Material provided:
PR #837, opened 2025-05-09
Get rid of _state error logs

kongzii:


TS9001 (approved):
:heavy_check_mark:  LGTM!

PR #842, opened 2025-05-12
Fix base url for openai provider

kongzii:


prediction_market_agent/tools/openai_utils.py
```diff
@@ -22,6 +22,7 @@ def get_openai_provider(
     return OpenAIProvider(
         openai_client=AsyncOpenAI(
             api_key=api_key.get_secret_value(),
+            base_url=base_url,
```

==

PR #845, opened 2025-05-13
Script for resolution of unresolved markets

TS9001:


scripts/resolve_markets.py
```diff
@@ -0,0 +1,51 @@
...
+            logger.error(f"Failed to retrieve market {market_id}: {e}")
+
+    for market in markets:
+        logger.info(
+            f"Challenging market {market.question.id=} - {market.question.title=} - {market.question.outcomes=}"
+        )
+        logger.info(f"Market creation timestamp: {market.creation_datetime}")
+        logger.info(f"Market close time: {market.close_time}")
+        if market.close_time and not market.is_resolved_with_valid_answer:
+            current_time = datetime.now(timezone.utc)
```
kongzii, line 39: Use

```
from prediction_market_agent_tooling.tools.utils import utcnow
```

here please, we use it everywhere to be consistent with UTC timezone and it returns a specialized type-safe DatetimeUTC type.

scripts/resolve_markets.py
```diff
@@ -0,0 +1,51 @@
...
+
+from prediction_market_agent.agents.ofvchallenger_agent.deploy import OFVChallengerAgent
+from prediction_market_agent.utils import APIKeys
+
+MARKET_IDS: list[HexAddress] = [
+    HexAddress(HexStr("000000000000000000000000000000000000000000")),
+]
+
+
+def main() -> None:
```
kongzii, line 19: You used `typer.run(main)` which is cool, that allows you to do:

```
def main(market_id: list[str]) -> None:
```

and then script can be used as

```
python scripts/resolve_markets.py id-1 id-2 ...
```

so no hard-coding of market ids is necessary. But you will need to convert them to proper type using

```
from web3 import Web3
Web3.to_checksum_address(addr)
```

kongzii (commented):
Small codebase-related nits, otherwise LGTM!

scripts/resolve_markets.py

Task description: Using the data above, return every line that contains the string "list".

Solution to this exercise:
+MARKET_IDS: list[HexAddress] = [
def main(market_id: list[str]) -> None:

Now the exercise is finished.